Gemeindebund-Sprecher Habbel schlägt die Hände über dem Kopf zusammen, wenn er so etwas hört. "Da lässt man hervorragende Möglichkeiten einfach brachliegen - das ist schlicht fatal."
Auslandskontakte, Dienstreisen - für Eberhard Kanski (41) vom Bund der Steuerzahler alles begrüßenswert, so lange es wirklich um Wirtschaftsförderung geht. "Alibi-Reisen mit großen Delegationen ohne Fachleute" müssen seiner Auffassung nach jedoch aufgedeckt und angeprangert werden. Wenn wie im vergangenen Jahr in Remscheid "eine Delegation von Stadt und Stadtwerken nach Norwegen fliegt, um zu sehen, wie dort Erdgas gewonnen wird, ist das Polit-Tourismus. Da hätte ein einziger Vertreter ausgereicht", sagt Kanski. "Dagegen wehren wir uns."

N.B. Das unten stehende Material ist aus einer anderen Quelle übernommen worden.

PR #310, opened 2016-12-20
display non-existing user with email

bs-jokri:
- if user is stored in a field of a document, display user's email in details and edit view
- this way, in edit mode, the user is not deleted silently

### DIFF
--- a/frontend/sw360-portlet/src/main/java/org/eclipse/sw360/portal/tags/DisplayUserEdit.java
+++ b/frontend/sw360-portlet/src/main/java/org/eclipse/sw360/portal/tags/DisplayUserEdit.java
@@ -95,11 +95,13 @@ public class DisplayUserEdit extends NameSpaceAwareTag {
                     if (!Strings.isNullOrEmpty(email))
                         user = client.getByEmail(email);
                 } catch (TException e) {
-                    user = null;
+                    throw new JspException("Exception occurred in User client.");
                 }
+                emailList.add(email);
                 if (user != null) {
-                    emailList.add(email);
                     userList.add(user.getFullname());
+                } else {
+                    userList.add(email);
                 }
             }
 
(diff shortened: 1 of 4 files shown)


mcjaeger:
I understood this right that instead of "Freddie Mercury, ..." there will be "freddie.mercury@queen.co.uk"? in the fields in edit and detail view of some document?

mcjaeger:
current screenshot of status in question

screen shot 2017-01-09 at 14 20 37

mcjaeger:
OK, works for non-existing user, sorry, my confusion.

frontend/sw360-portlet/src/main/java/org/eclipse/sw360/portal/tags/DisplayUserEmail.java
```diff
@@ -33,12 +37,17 @@ public void doTag() throws JspException, IOException {
...
-            user = UserCacheHolder.getUserFromEmail(email);
-        } else {
-            email = "";
+            UserService.Iface client = new ThriftClients().makeUserClient();
+
+            if(client != null) {
+                try {
+                    user = client.getByEmail(email);
+                } catch(TException e) {
+                    log.warn("Exception occurred in User client.");
```
mcjaeger: let's add exception message and parameter email used here ...

frontend/sw360-portlet/src/main/java/org/eclipse/sw360/portal/tags/DisplayUserEdit.java
```diff
@@ -95,11 +97,13 @@ public int doStartTag() throws JspException {
                     if (!Strings.isNullOrEmpty(email))
                         user = client.getByEmail(email);
                 } catch (TException e) {
-                    user = null;
+                    log.warn("Exception occurred in User client.");
```
mcjaeger: let's add exception message and parameter email used here ...

maximilianhuber:
@mcjaeger the PR is now updated. Could you please update your review?

PR #315, opened 2016-12-21
Show Hierarchy Level at LicenseInfo Generation Page

### LINKED ISSUE #305: Show level of component hierarchy when creating a license information file (ReadmeOSS)
When you have a project which consists of components and also other projects, which themselves contain other projects you get a very big list of components in the license information file generation window and for comfortability and avoiding mistakes it would be good to see the hierarchical level number of each component in the beginning of the selection entry.

alex-evo:
Added column for showing tree level of releases and projects at licenseInfo generation

Closes #305

### DIFF
--- a/backend/src-common/src/main/java/org/eclipse/sw360/datahandler/db/ProjectDatabaseHandler.java
+++ b/backend/src-common/src/main/java/org/eclipse/sw360/datahandler/db/ProjectDatabaseHandler.java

Auch Joachim Erwin hat wegen seiner Vielfliegerei schon herbe Kritik einstecken müssen. "Ich habe dafür fast vollständig auf meinen Privaturlaub verzichtet", pflegt der OB solche Vorwürfe zu kontern. "Das kommt doch meist alles von der Opposition. Und die soll froh sein, dass ich nicht jeden Tag an meinem Schreibtisch sitze - sonst hätte sie es doch noch viel schwerer."